ASSIGNMENT
Restate word for word every line from the top of the data below down through the line that holds "-539,10 +539,6 @@ class FlxG".

DATA FOR THIS EXERCISE
PR #3525, opened 2025-12-01
Revert "FlxG: query maxTextureSize when window is created"

Geokureli:
Reverts HaxeFlixel/flixel#3522

I'm getting errors on my html5 tests

### DIFF
--- a/flixel/FlxG.hx
+++ b/flixel/FlxG.hx
@@ -539,10 +539,6 @@ class FlxG
 		FlxG.height = height;
 
 		initRenderMethod();
-		#if FLX_OPENGL_AVAILABLE
-		// Query once when window is created and cache for later
-		bitmap.get_maxTextureSize();
-		#end
 
 		FlxG.initialWidth = width;
 		FlxG.initialHeight = height;
--- a/flixel/system/frontEnds/BitmapFrontEnd.hx
+++ b/flixel/system/frontEnds/BitmapFrontEnd.hx
@@ -343,8 +343,6 @@ class BitmapFrontEnd
 
 	#if FLX_OPENGL_AVAILABLE
 	static var _maxTextureSize = -1;
-
-	@:allow(flixel.FlxG)
 	function get_maxTextureSize():Int
 	{
 		if (_maxTextureSize < 0 && FlxG.stage.window.context.attributes.hardware)


ACrazyTown:
What error were you getting?

Geokureli:
GL is null, [here](http://github.com/HaxeFlixel/flixel/blob/dev/flixel/system/frontEnds/BitmapFrontEnd.hx#L351).

```
Uncaught TypeError TypeError: Cannot read properties of null (reading 'getParameter')
    at get_maxTextureSize (/Users/booboo/Documents/haxe/lib/flixel/flixel/flixel/system/frontEnds/BitmapFrontEnd.hx:351:27)
    at flixel_FlxG.init (/Users/booboo/Documents/haxe/lib/flixel/flixel/flixel/FlxG.hx:544:3)
    at flixel_FlxGame (/Users/booboo/Documents/haxe/lib/flixel/flixel/flixel/FlxGame.hx:260:3)
    at createTest (/Users/booboo/Documents/haxe/lib/flixel/flixel-tests/Source/Main.hx:247:22)
    at Main (/Users/booboo/Documents/haxe/lib/flixel/flixel-tests/Source/Main.hx:23:13)
    at DocumentClass (/Users/booboo/Documents/haxe/lib/flixel/flixel-tests/export/html5/haxe/ApplicationMain.hx:343:6)
    at ApplicationMain.start (/Users/booboo/Documents/haxe/lib/flixel/flixel-tests/export/html5/haxe/ApplicationMain.hx:221:7)
    at tmp (/Users/booboo/Documents/haxe/lib/flixel/flixel-tests/export/html5/haxe/ApplicationMain.hx:121:28)
    at dispatch (/usr/local/lib/haxe/lib/lime/8,3,0/src/lime/_internal/macros/EventMacro.hx:91:17)
    at display_onUnload (/Users/booboo/Documents/haxe/lib/openfl/openfl/src/openfl/display/Preloader.hx:101:5)
    at __dispatchEvent (/Users/booboo/Documents/haxe/lib/openfl/openfl/src/openfl/events/EventDispatcher.hx:458:6)
    at __dispatchEvent (/Users/booboo/Documents/haxe/lib/openfl/openfl/src/openfl/display/DisplayObject.hx:1516:16)
    at __dispatchWithCapture (/Users/booboo/Documents/haxe/lib/openfl/openfl/src/openfl/display/DisplayObject.hx:1577:10)
    at dispatchEvent (/Users/booboo/Documents/haxe/lib/openfl/openfl/src/openfl/display/DisplayObject.hx:1212:10)
    at onLoaded (/Users/booboo/Documents/haxe/lib/flixel/flixel/flixel/system/FlxBasePreloader.hx:446:3)
```
Could've sworn I tested your branch on html5 but it seems I didn't. Not sure if there's a unit test that can catch this.

ACrazyTown:
I will take a proper look when I'm able to, but is it possible this was running in a browser that doesn't support WebGL? It might also need a check to see if the render context is hardware accelerated

Geokureli:
After more sleuthing I just noticed that my html5 builds seem to use renderBlit, I have no idea why, I'm not using `<window hardware="false"/>`, but the stage's context is "canvas"

ACrazyTown:
Ah yep checks out. Can I redo the PR including this fix?

I’d also check if your browser has hardware acceleration enabled. WebGL
won’t work without it

Geokureli:
After reverting I'm still seeing the issue, but this immediately started happening after pulling this change, so I'm not sure whats going on

Edit: Tried this on a different project and it works fine, even when I manually enable render blit

ACrazyTown:
Seems like something strange is going on. The if statement I mentioned actually shouldn't be necessary because it's already there, in `get_maxTextureSize()`:
https://github.com/HaxeFlixel/flixel/blob/687c1ccb631a75cb35dec743db917fcb186a654f/flixel/system/frontEnds/BitmapFrontEnd.hx#L348-L349

So it seems that `FlxG.stage.window.context.attributes.hardware` is falsely reporting true, even though the context is using Canvas and not WebGL. This might be an issue in OpenFL/Lime

EDIT: https://github.com/openfl/lime/pull/2002 should fix the if statement falsely passing. I think we could revert the revert now 😅

Geokureli:
Thanks for that! Is there something we can do in flixel to avoid this crash. Lime releases are pretty infrequent so I'd like to have something working for the upcoming flixel 6.1.2 release

ACrazyTown:
> Thanks for that! Is there something we can do in flixel to avoid this crash. Lime releases are pretty infrequent so I'd like to have something working for the upcoming flixel 6.1.2 release

The if check in `get_maxTextureSize()` could be changed to `if (FlxG.stage.window.context.attributes.hardware #if html5 && FlxG.stage.window.context.type != CANVAS #end)` temporarily. The patch will likely be included with Lime 8.3.1, whenever that releases.

Geokureli:
I made this change, locally, it worked. I can use yours, if you think one is better than the other. 
```hx
	#if FLX_OPENGL_AVAILABLE
	static var _maxTextureSize = -1;
	function get_maxTextureSize():Int
	{
		if (_maxTextureSize < 0)
		{
			final hardware = FlxG.stage.window.context.attributes.hardware
				// Prevents lime error (fixed here: https://github.com/openfl/lime/pull/2002)
				&& #if (html5 && lime <= "8.3.0") FlxG.renderTile #else true #end;
			
			if (hardware)
				_maxTextureSize = cast GL.getParameter(GL.MAX_TEXTURE_SIZE);
			else
				_maxTextureSize = 0;
		}
		
		return _maxTextureSize;
	}
	#end
```

Small note: setting `_maxTextureSize = 0;` prevents it from checking every time

I'll try the lime git, too, though sometimes using git lime on my mac is a hassle

ACrazyTown:
Oh, now that you mention it, I think it could just boil down to `if (FlxG.renderTile)` as renderTile is only true when OpenGL is used

Geokureli:
> Oh, now that you mention it, I think it could just boil down to `if (FlxG.renderTile)` as renderTile is only true when OpenGL is used

Meaning this?
```hx
	#if FLX_OPENGL_AVAILABLE
	static var _maxTextureSize = -1;
	function get_maxTextureSize():Int
	{
		if (_maxTextureSize < 0 && FlxG.renderTile)
			_maxTextureSize = cast GL.getParameter(GL.MAX_TEXTURE_SIZE);
		
		return _maxTextureSize;
	}
	#end
```

In the future I plan to make the global sub-object `FlxG.rendering.method` instead of `FlxG.renderMethod` and put stuff like `isGl`or something in there.

ACrazyTown:
> Meaning this?

Yep, seems good!

> In the future I plan to make the global sub-object `FlxG.rendering.method` instead of `FlxG.renderMethod` and put stuff like `isGl`or something in there.

Is there an issue for something like this where it could be discussed? Recently I was thinking about how Flixel handles rendering, and imo all the main rendering bits should be moved outside of FlxCamera and into a separate renderer class.

Geokureli:
> Is there an issue for something like this where it could be discussed? Recently I was thinking about how Flixel handles rendering, and imo all the main rendering bits should be moved outside of FlxCamera and into a separate renderer class.

https://github.com/HaxeFlixel/flixel/issues/3527

PR #11, opened 2018-02-01
Multi-file download and initial tests

nataliemona:


functions/zoom-downloader.py
```diff
@@ -223,3 +156,76 @@ def send_sqs_message(record):
...
+    link = source_object['src']
+
+    return link
+
+
+def get_connection_using_play_url(file):
+    file_url = retrieve_url_from_play_page(file['play_url'])
+    zoom_name = file_url.split("?")[0].split("/")[-1]
+
+    r = requests.get(file_url, stream=True)
```
lbjay, line 198: Was just reading about the details of `stream=True` and I think it might be good to make sure these response objects get `close()`ed at some point http://docs.python-requests.org/en/master/user/advanced/#body-content-workflow

They recommend using a `with...` context but that might require too much refactoring so just a `r.close()` call somewhere is fine.

lbjay (approved):

lbjay:
Merging this. The one thing i raised can be dealt with later.

PR #16, opened 2018-02-12
Switched DynamoDB download tables to SQS queue

nataliemona:


nataliemona:
Downloader now only has 1 test since most became irrelevant with the switch to SQS.

functions/zoom-downloader.py
```diff
@@ -38,24 +35,22 @@ def handler(event, context):
...
         return
 
-    record = json.loads(event['Records'][0]['dynamodb']['NewImage']['recording_data']['S'])
-    logger.debug(record)
+    download_data = json.loads(message.body)
+    logger.info(download_data)
+    recording_data = download_data['recording_data']
 
-    chronological_files = sorted(record['recording_files'], key=lambda k: k['recording_start'])
+    chronological_files = sorted(recording_data['recording_files'], key=lambda k: k['recording_start'])
```
lbjay: Another useful approach to this:
```
from operator import itemgetter
...
sorted(recording_data['recording_files'], key=itemgetter('recording_start'))
```
Not really better in this case, but in a situation where performance was a big deal.

functions/zoom-downloader.py
```diff
@@ -68,11 +63,12 @@ def handler(event, context):
         logger.debug("file {} is track sequence {}".format(file, track_sequence))
         prev_file = file
 
-        stream_file_to_s3(file, record['uuid'], track_sequence)
+        stream_file_to_s3(file, recording_data['uuid'], track_sequence)
 
-    record['downloader_correlation_id'] = context.aws_request_id
-    send_sqs_message(record)
+    download_data['downloader_correlation_id'] = context.aws_request_id
```
lbjay: i think this should be `recording_data`

PR #19, opened 2018-03-12
Relocate fetching of recording data to the downloader function

lbjay:
* webhook now limited to fetching meeting host data
* simplified some of the error condition logic in the recording data
  request. request will now be retried only on connection/timeout errors
  and recording status issues.


functions/zoom-downloader.py
```diff
@@ -38,23 +60,43 @@ def handler(event, context):
...
-        logger.debug("Messages received from download queue: {}".format(messages))
-        message = messages[0]
-        logger.debug({'queue_message': message})
+        messages = download_queue.receive_messages(MaxNumberOfMessages=1)
+        download_message = messages[0]
+        logger.debug({'queue message': download_message})
 
     except IndexError:
-        logger.warning("No uploads ready for processing")
+        logger.info("No recordings ready for processing")
```
nataliemona: It would probably be more accurate to say "No download queue messages received" since no recordings ready is not the only reason that no messages would be received.

template.yml
```diff
@@ -72,8 +73,10 @@ Resources:
     Properties:
       QueueName: !Sub "${AWS::StackName}-downloads.fifo"
       FifoQueue: true
+      DelaySeconds: 300
       MessageRetentionPeriod: 1209600 # 14 days
       ContentBasedDeduplication: true
+      VisibilityTimeout: 700
```
nataliemona: I don't think setting the VisibilityTimeout in the template is a good idea because it will cause us to disrupt everything if we poll the SQS messages in the console.

nataliemona (approved):

PR #21, opened 2018-03-19
Task to move dead SQS messages back to source

nataliemona:


tasks.py
```diff
@@ -428,3 +450,76 @@ def _set_debug(ctx, debug_val):
                ).format(profile_arg(), new_vars, func_name)
         ctx.run(cmd)
 
+
+def _move_messages(queue_type, limit):
+    if queue_type == "uploads":
```
lbjay: can you simplify all this to:

    source_name = "{}-{}.fifo".format(env('STACK_NAME'), queue_type)
    dl_name = "{}-{}-deadletter.fifo".format(env('STACK_NAME'), queue_type)

You don't need to protect against invalid queue types because the `@task` defs control how this gets called.

lbjay (changes requested):
Looks good. Next I'd also like to see tasks that simply list the contents of the DLQs

PR #23, opened 2018-03-28
Zoom url unsafe characters fix, DLQ view task, opencast, reduce opencast uploads (for test), bug fixes & log cleanup

nataliemona:


template.yml
```diff
@@ -512,3 +515,78 @@ Resources:
       Principal: events.amazonaws.com
       SourceArn: !GetAtt [ZoomNewLogGroupEventRule, Arn]
 
+  RecordingCompletedMetricFilter:
```
lbjay, line 517: Nice. These are great.

functions/zoom-uploader.py
```diff
@@ -96,10 +99,10 @@ def created(self):
         return self.data['start_time']
 
     @property
-    def created_local(self, tz='US/Eastern'):
+    def created_local(self, tz=LOCAL_TIME_ZONE):
```
lbjay: I'm wondering if it would be better to have both the `created` and `created_local` properites return datetime objects vs strings. then do the string formatting where they get used.

functions/zoom-uploader.py
```diff
@@ -108,8 +111,11 @@ def title(self):
 
     @property
     def description(self):
+        formatted_time = datetime.strftime(
```
lbjay: previous suggestion about datetime objs would spare this back and forth parse/unparse.

functions/zoom-uploader.py
```diff
@@ -124,27 +130,58 @@ def s3_prefix(self):
     def zoom_series_id(self):
         return self.data['meeting_number']
 
+    def series_id_from_schedule(self):
+
+        dynamodb = boto3.resource('dynamodb')
+        table = dynamodb.Table(CLASS_SCHEDULE_TABLE)
```
lbjay, line 132: do you have something that populates this table yet?

functions/zoom-uploader.py
```diff
@@ -124,27 +130,58 @@ def s3_prefix(self):
...
+        weekdays = ['M', 'T', 'W', 'R', 'F']
+        if zoom_time.weekday() > 4:
+            logger.debug("Meeting occurred on a weekend.")
+            return None
+        elif weekdays[zoom_time.weekday()] not in schedule['Days']:
+            logger.debug("No opencast recording scheduled for this day of the week.")
+            return None
+
+        scheduled_time = datetime.strptime(schedule['Time'], '%H:%M')
+        scheduled_time = zoom_time.replace(hour=scheduled_time.hour, minute=scheduled_time.minute)
```
lbjay: do you mean to set `scheduled_time` twice here? I'm not following.

functions/zoom-uploader.py
```diff
@@ -124,27 +130,58 @@ def s3_prefix(self):
...
+        timedelta = abs(zoom_time - scheduled_time).total_seconds()
+
+        minutes = 20
+        if timedelta < (minutes * 60):
```
lbjay: does the schedule indicate how long the class is? what if something happens and the recording starts 30m late? would it be possible to do something like:

    if class_start_time - 20m < zoom_time < class_end_time:
        ...

functions/zoom-uploader.py
```diff
@@ -124,27 +130,58 @@ def s3_prefix(self):
...
+            return schedule['opencast_series_id']
+        else:
+            logger.debug("Meeting started more than 15 minutes before or after opencast scheduled start time.")
```
lbjay: "20"

functions/zoom-uploader.py
```diff
@@ -251,11 +288,21 @@ def create_mediapackage(self):
...
+        def sorted_videos(vids):
+            return sorted(
+                    vids,
+                    key=lambda vid: vid.metadata['track_sequence']
+                   )
+
+        if self.speaker_videos is not None:
+            videos = sorted_videos(self.speaker_videos)
+        elif self.gallery_videos is not None:
+            videos = sorted_videos(self.gallery_videos)
```
lbjay, line 299: are speaker vs gallery videos mutually exclusive? I thought a recording could have both.

functions/zoom-webhook.py
```diff
@@ -55,10 +56,13 @@ def handler(event, context):
             "Handling not implement for status '{}'".format(payload['status'])
         )
 
+    now = datetime.strftime(datetime.today(), '%Y-%m-%dT%H:%M:%SZ')
```
lbjay: can this be in UTC?

functions/zoom-uploader.py
nataliemona: Good idea.

functions/zoom-uploader.py
nataliemona: I do but it is a script in a jupyter notebook. If we decide on a standard json format we can add it to the project?

functions/zoom-uploader.py
nataliemona: I was just breaking up one computation into two lines but it could be written better.

functions/zoom-uploader.py
nataliemona: We do not have duration in the current spreadsheet.

functions/zoom-uploader.py
nataliemona: Since we are currently doing singlestream only (opencast presenter view) we are picking one or the other. But if we know how to do multistream in opencast (do we need to change something with our opencast cluster?) we could include both.

functions/zoom-webhook.py
nataliemona: Sure. I didn't think about it. I was mainly including this to know how old deadletter messages are so I was thinking more in terms of days or weeks rather then hours.

functions/zoom-uploader.py
lbjay: :+1:

functions/zoom-uploader.py
lbjay: Got it. I'll add an issue for me to work out the details of the dual stream workflow.

lbjay (approved):

PR #26, opened 2018-04-27
Import course schedule from csv to dynamodb

nataliemona:


tasks.py
```diff
@@ -596,3 +611,78 @@ def _view_messages(queue_type, limit):
...
+    elif semester not in ["01", "02", "03"]:
+        print("Semester must be '01' for fall. '02' for winter, or '03' for summer.")
+        return
+
+    csv_file = open(csv_name, "r")
+    json_file = open(json_name, "w")
+
+    fieldnames = tuple(csv_file.readline().split(',')[:-1])
+
+    reader = csv.DictReader(csv_file, fieldnames)
```
lbjay: why are you passing fieldnames when DictReader will detect them for you from 1st line of the file?

tasks.py
```diff
@@ -596,3 +611,78 @@ def _view_messages(queue_type, limit):
...
+
+    data = {}
+
+    for row in reader:
+        del row[None]
```
lbjay: What is this doing? Is the `restkey` arg to DictReader something that would be useful?

tasks.py
```diff
@@ -596,3 +611,78 @@ def _view_messages(queue_type, limit):
...
+
+        course['opencast_series_id'] = opencast_series_id
+        course['opencast_subject'] = opencast_subject
+        course['zoom_series_id'] = zoom_series_id
+        course['Days'] = [x.strip() for x in course['Day'].split("/")]
+        del course['Day']
+
+        data[zoom_series_id] = course
+
+    json.dump(data, json_file)
```
lbjay: you never know when a human might want to read this. i always use `indent=2` unless i'm in some kind of legit bandwidth or storage constraint.

tasks.py
nataliemona: Updated so that DictReader automatically recognizes fieldnames but this issue remains. The rightmost column in the spreadsheet has some random notes in it and DictReader places this under the fieldname of empty string. Dynamo won't accept this key so I'm actively deleting it. Tried restkey/restval but this doesn't work as technically the extra notes are in the field with the empty name (maybe those are more for malformed csv?).

tasks.py
nataliemona: Fixed.

tasks.py
nataliemona: Fixed.

PR #29, opened 2018-05-09
CodeBuild, Webhook V2, fix metric namespace collision

nataliemona:


lbjay (changes requested):
This is mostly good. The only change I'd like before merging and moving on is to incorporate the code build role permissions into the main ZoomIngesterRole. I think all that entails is adding an assumeRole statement for codebuild and then updating the codebuild template resource to use ZoomIngesterRole as it's service role.

PR #32, opened 2018-05-30
exec functions, DEFAULT_SERIES_ID bug fix

nataliemona:


tasks.py
```diff
@@ -79,7 +84,22 @@ def codebuild(ctx, revision):
...
+    print("Waiting for codebuild to finish...")
+    while build_status != "FAILED" and build_status != "COMPLETED":
+        time.sleep(5)
+        res = ctx.run(cmd, hide='out')
+        new_status = json.loads(res.stdout)["builds"][0]["currentPhase"]
+        if new_status != build_status:
+            print(build_status)
+            build_status = new_status
+
+    print("Build finished with status {}".format(build_status))
```
lbjay, line 100: Works great. Nice idea.

tasks.py
```diff
@@ -20,6 +22,9 @@
 STACK_NAME = env('STACK_NAME')
 PROD_IDENTIFIER = "prod"
 NONINTERACTIVE = env('NONINTERACTIVE')
+ZOOM_API_KEY = env('ZOOM_API_KEY')
```
lbjay: Along the way I've tried to stick to using `getenv(...)` within the task code vs defining these at the top. The advantage being that `getenv` complains properly if a necessary value isn't set (or a default given). I forgot to set my zoom base api and got a non-helpful stacktrace.

lbjay (changes requested):

lbjay (approved):

PR #38, opened 2018-06-19
Fix error log -> SNS mechanism

lbjay:
* LogGroups are created by cfn template so log subscriptions should be too
* log notifications function handler no longer needs to manage creation
  of subscription filters + lambda permissions
* updated formatting of notification emails to render readable
  tracebacks
* added a test for the function handler


functions/zoom-log-notifications.py
```diff
@@ -1,46 +1,26 @@
...
-def events2sns(event, context):
-
         logger.info("processing subscribed events")
 
         # log event data comes base64 encoded & gzipped
-        raw_data = zlib.decompress(
-            base64.b64decode(event['awslogs']['data']),
-            wbits=16
-        )
+        raw_data = base64.b64decode(gzip.decompress(event['awslogs']['data']))
```
lbjay, line 23: I couldn't get the zlib method to work in a reverse test context, so switched to gzip which is more straightforward anyway.

tasks.py
```diff
@@ -574,7 +575,8 @@ def __create_or_update(ctx, op):
                 getenv("LOCAL_TIME_ZONE"),
                 sg_id,
                 subnet_id,
-                getenv("LAMBDA_RELEASE_ALIAS")
+                getenv("LAMBDA_RELEASE_ALIAS"),
+                getenv("LOG_NOTIFICATIONS_FILTER_LOG_LEVEL", required=False) or ""
```
lbjay, line 579: I **think** this little `getenv(...) or ""` trick will avoid the situation where an env var ends up with the string `"None"`.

WRITTEN SOLUTION
PR #3525, opened 2025-12-01
Revert "FlxG: query maxTextureSize when window is created"

Geokureli:
Reverts HaxeFlixel/flixel#3522

I'm getting errors on my html5 tests

### DIFF
--- a/flixel/FlxG.hx
+++ b/flixel/FlxG.hx
@@ -539,10 +539,6 @@ class FlxG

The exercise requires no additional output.